Action item: Please give the data again exactly, with no line dropped.

------ Data

PR #146, opened 2019-11-26
Pwm remap

burrbull:
Same as #145

### DIFF
--- a/examples/pwm_custom.rs
+++ b/examples/pwm_custom.rs
@@ -8,37 +8,13 @@ use panic_halt as _;
 
 use cortex_m::asm;
 use stm32f1xx_hal::{
-    gpio::gpiob::{PB4, PB5},
-    gpio::{Alternate, PushPull},
-    pac::{self,TIM3},
+    pac,
     prelude::*,
-    pwm::{Pins, Pwm, C1, C2},
     timer::Timer,
+    gpio::NoPin,
 };
 
 use cortex_m_rt::entry;
-
-// Using PB5 channel for TIM3 PWM output 
-// struct MyChannels(PB5<Alternate<PushPull>>);
-// impl Pins<TIM3>  for MyChannels {
-//     const REMAP: u8 = 0b10;
-//     const C1: bool = false;
-//     const C2: bool = true;
-//     const C3: bool = false;
-//     const C4: bool = false;
-//     type Channels = Pwm<TIM3, C2>;
-// }
-
-// Using PB4 and PB5 channels for TIM3 PWM output
-struct MyChannels(PB4<Alternate<PushPull>>, PB5<Alternate<PushPull>>);
-impl Pins<TIM3> for MyChannels {
-    const REMAP: u8 = 0b10;
-    const C1: bool = true;
-    const C2: bool = true;
-    const C3: bool = false;
-    const C4: bool = false;
-    type Channels = (Pwm<TIM3, C1>, Pwm<TIM3, C2>);
-}
 
 #[entry]
 fn main() -> ! {
@@ -59,11 +35,7 @@ fn main() -> ! {
     let p1 = gpiob.pb5.into_alternate_push_pull(&mut gpiob.crl);
 
     let mut pwm = Timer::tim3(p.TIM3, &clocks, &mut rcc.apb1)
-        .pwm(
-            MyChannels(p0, p1),
-            &mut afio.mapr,
-            1.khz(),
-        );
+        .pwm((p0, p1, NoPin, NoPin), &mut afio.mapr, 1.khz());
 
     let max = pwm.0.get_max_duty();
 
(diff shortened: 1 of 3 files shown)


geomatsi:
How does this play with #124 ?

examples/pwm_custom.rs
```diff
@@ -59,11 +35,7 @@ fn main() -> ! {
     let p1 = gpiob.pb5.into_alternate_push_pull(&mut gpiob.crl);
 
     let mut pwm = Timer::tim3(p.TIM3, &clocks, &mut rcc.apb1)
-        .pwm(
-            MyChannels(p0, p1),
-            &mut afio.mapr,
-            1.khz(),
-        );
+        .pwm((p0, p1, NoPin, NoPin), &mut afio.mapr, 1.khz());
```
geomatsi: IIUC you have somehow to specify Tim3PartialRemap here.

src/pwm.rs
```diff
@@ -138,117 +138,159 @@ use crate::pac::{TIM2, TIM3, TIM4};
...
+        }
+    }
 }
 
+remap!(Tim2NoRemap, TIM2, 0b00, PA0, PA1, PA2, PA3);
+remap!(Tim2PartialRemap1, TIM2, 0b01, PA15, PB3, PA2, PA3);
+remap!(Tim2PartialRemap2, TIM2, 0b10, PA0, PA1, PB10, PB11);
+remap!(Tim2FullRemap, TIM2, 0b11, PA15, PB3, PB10, PB11);
+remap!(Tim3NoRemap, TIM3, 0b00, PB4, PB5, PB0, PB1);
+remap!(Tim3PartialRemap, TIM3, 0b10, PA6, PA7, PB0, PB1);
```
geomatsi: TIM3 remap values look incorrect: PB4, PB5 correspond to 0b10

examples/pwm_custom.rs
burrbull: You are right. In some cases it's needed to specify remap:
```rust
    let mut pwm = Timer::tim3(p.TIM3, &clocks, &mut rcc.apb1)
        .pwm::<Tim3PartialRemap, _, _>((NoPin, NoPin, pb0, NoPin), &mut afio.mapr, 1.khz());
```

But not in this one.

geomatsi: Could you please clarify how it is going to work in this case ? How proper remap will be figured out from the specified list of 2 pins ?

burrbull: For TIM3 CH1 and CH2 there is only one combination of pins for each remap and compiler can infer type of remap.
But if you specify only PB0 and/or PB1 (CH3 and CH4) compiler don't know what remap do you mean (`Tim3NoRemap` or `Tim3PartialRemap`).

geomatsi: Ok, thanks. 

BTW, doc section in src/pwm.rs needs to be modified as well since now there is no need to use newtype pattern.

src/pwm.rs
```diff
@@ -138,117 +138,159 @@ use crate::pac::{TIM2, TIM3, TIM4};
...
-    const C4: bool = true;
-    type Channels = (Pwm<TIM2, C1>, Pwm<TIM2, C2>, Pwm<TIM2, C3>, Pwm<TIM2, C4>);
+impl<TIM, REMAP, CH1, CH2, CH3, CH4> Pins<REMAP> for (CH1, CH2, CH3, CH4)
+where
+    REMAP: Remap<Periph = TIM>,
+    CH1: Ch1<REMAP>,
+    CH2: Ch2<REMAP>,
+    CH3: Ch3<REMAP>,
+    CH4: Ch4<REMAP> {
+    type Channels = (Pwm<TIM, C1>, Pwm<TIM, C2>, Pwm<TIM, C3>, Pwm<TIM, C4>);
```
geomatsi: Unless I am missing something, C1-C4 channel specifiers become useless after your changes, since channel enablement is done based on chX_state()

burrbull:
In fact this implementation has one problem, which I don't know how to solve on stable Rust (without macros like in #124).
`.pwm()` always returns 4-element tuple.

src/pwm.rs
burrbull: `NoPin` has `false` value.

examples/pwm_custom.rs
geomatsi: There is one thing that worth mentioning in document section. Previous implementation returned tuple of activated channels, the type ```Channels``` was defined as a part of newtype pattern in each case. Now tuple of 4 channels will be returned in all the cases. So you have to remember which channels are not activated based on where ```NoPin``` are specified.

src/pwm.rs
geomatsi: Correct. But then we don't need C1-C4 phantoms.

burrbull:
Closed in favour of #147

------------

Final answer:
PR #146, opened 2019-11-26
Pwm remap

burrbull:
Same as #145

### DIFF
--- a/examples/pwm_custom.rs
+++ b/examples/pwm_custom.rs
@@ -8,37 +8,13 @@ use panic_halt as _;
 
 use cortex_m::asm;
 use stm32f1xx_hal::{
-    gpio::gpiob::{PB4, PB5},
-    gpio::{Alternate, PushPull},
-    pac::{self,TIM3},
+    pac,
     prelude::*,
-    pwm::{Pins, Pwm, C1, C2},
     timer::Timer,
+    gpio::NoPin,
 };
 
 use cortex_m_rt::entry;
-
-// Using PB5 channel for TIM3 PWM output 
-// struct MyChannels(PB5<Alternate<PushPull>>);
-// impl Pins<TIM3>  for MyChannels {
-//     const REMAP: u8 = 0b10;
-//     const C1: bool = false;
-//     const C2: bool = true;
-//     const C3: bool = false;
-//     const C4: bool = false;
-//     type Channels = Pwm<TIM3, C2>;
-// }
-
-// Using PB4 and PB5 channels for TIM3 PWM output
-struct MyChannels(PB4<Alternate<PushPull>>, PB5<Alternate<PushPull>>);
-impl Pins<TIM3> for MyChannels {
-    const REMAP: u8 = 0b10;
-    const C1: bool = true;
-    const C2: bool = true;
-    const C3: bool = false;
-    const C4: bool = false;
-    type Channels = (Pwm<TIM3, C1>, Pwm<TIM3, C2>);
-}
 
 #[entry]
 fn main() -> ! {
@@ -59,11 +35,7 @@ fn main() -> ! {
     let p1 = gpiob.pb5.into_alternate_push_pull(&mut gpiob.crl);
 
     let mut pwm = Timer::tim3(p.TIM3, &clocks, &mut rcc.apb1)
-        .pwm(
-            MyChannels(p0, p1),
-            &mut afio.mapr,
-            1.khz(),
-        );
+        .pwm((p0, p1, NoPin, NoPin), &mut afio.mapr, 1.khz());
 
     let max = pwm.0.get_max_duty();
 
(diff shortened: 1 of 3 files shown)


geomatsi:
How does this play with #124 ?

examples/pwm_custom.rs
```diff
@@ -59,11 +35,7 @@ fn main() -> ! {
     let p1 = gpiob.pb5.into_alternate_push_pull(&mut gpiob.crl);
 
     let mut pwm = Timer::tim3(p.TIM3, &clocks, &mut rcc.apb1)
-        .pwm(
-            MyChannels(p0, p1),
-            &mut afio.mapr,
-            1.khz(),
-        );
+        .pwm((p0, p1, NoPin, NoPin), &mut afio.mapr, 1.khz());
```
geomatsi: IIUC you have somehow to specify Tim3PartialRemap here.

src/pwm.rs
```diff
@@ -138,117 +138,159 @@ use crate::pac::{TIM2, TIM3, TIM4};
...
+        }
+    }
 }
 
+remap!(Tim2NoRemap, TIM2, 0b00, PA0, PA1, PA2, PA3);
+remap!(Tim2PartialRemap1, TIM2, 0b01, PA15, PB3, PA2, PA3);
+remap!(Tim2PartialRemap2, TIM2, 0b10, PA0, PA1, PB10, PB11);
+remap!(Tim2FullRemap, TIM2, 0b11, PA15, PB3, PB10, PB11);
+remap!(Tim3NoRemap, TIM3, 0b00, PB4, PB5, PB0, PB1);
+remap!(Tim3PartialRemap, TIM3, 0b10, PA6, PA7, PB0, PB1);
```
geomatsi: TIM3 remap values look incorrect: PB4, PB5 correspond to 0b10

examples/pwm_custom.rs
burrbull: You are right. In some cases it's needed to specify remap:
```rust
    let mut pwm = Timer::tim3(p.TIM3, &clocks, &mut rcc.apb1)
        .pwm::<Tim3PartialRemap, _, _>((NoPin, NoPin, pb0, NoPin), &mut afio.mapr, 1.khz());
```

But not in this one.

geomatsi: Could you please clarify how it is going to work in this case ? How proper remap will be figured out from the specified list of 2 pins ?

burrbull: For TIM3 CH1 and CH2 there is only one combination of pins for each remap and compiler can infer type of remap.
But if you specify only PB0 and/or PB1 (CH3 and CH4) compiler don't know what remap do you mean (`Tim3NoRemap` or `Tim3PartialRemap`).

geomatsi: Ok, thanks. 

BTW, doc section in src/pwm.rs needs to be modified as well since now there is no need to use newtype pattern.

src/pwm.rs
```diff
@@ -138,117 +138,159 @@ use crate::pac::{TIM2, TIM3, TIM4};
...
-    const C4: bool = true;
-    type Channels = (Pwm<TIM2, C1>, Pwm<TIM2, C2>, Pwm<TIM2, C3>, Pwm<TIM2, C4>);
+impl<TIM, REMAP, CH1, CH2, CH3, CH4> Pins<REMAP> for (CH1, CH2, CH3, CH4)
+where
+    REMAP: Remap<Periph = TIM>,
+    CH1: Ch1<REMAP>,
+    CH2: Ch2<REMAP>,
+    CH3: Ch3<REMAP>,
+    CH4: Ch4<REMAP> {
+    type Channels = (Pwm<TIM, C1>, Pwm<TIM, C2>, Pwm<TIM, C3>, Pwm<TIM, C4>);
```
geomatsi: Unless I am missing something, C1-C4 channel specifiers become useless after your changes, since channel enablement is done based on chX_state()

burrbull:
In fact this implementation has one problem, which I don't know how to solve on stable Rust (without macros like in #124).
`.pwm()` always returns 4-element tuple.

src/pwm.rs
burrbull: `NoPin` has `false` value.

examples/pwm_custom.rs
geomatsi: There is one thing that worth mentioning in document section. Previous implementation returned tuple of activated channels, the type ```Channels``` was defined as a part of newtype pattern in each case. Now tuple of 4 channels will be returned in all the cases. So you have to remember which channels are not activated based on where ```NoPin``` are specified.

src/pwm.rs
geomatsi: Correct. But then we don't need C1-C4 phantoms.

burrbull:
Closed in favour of #147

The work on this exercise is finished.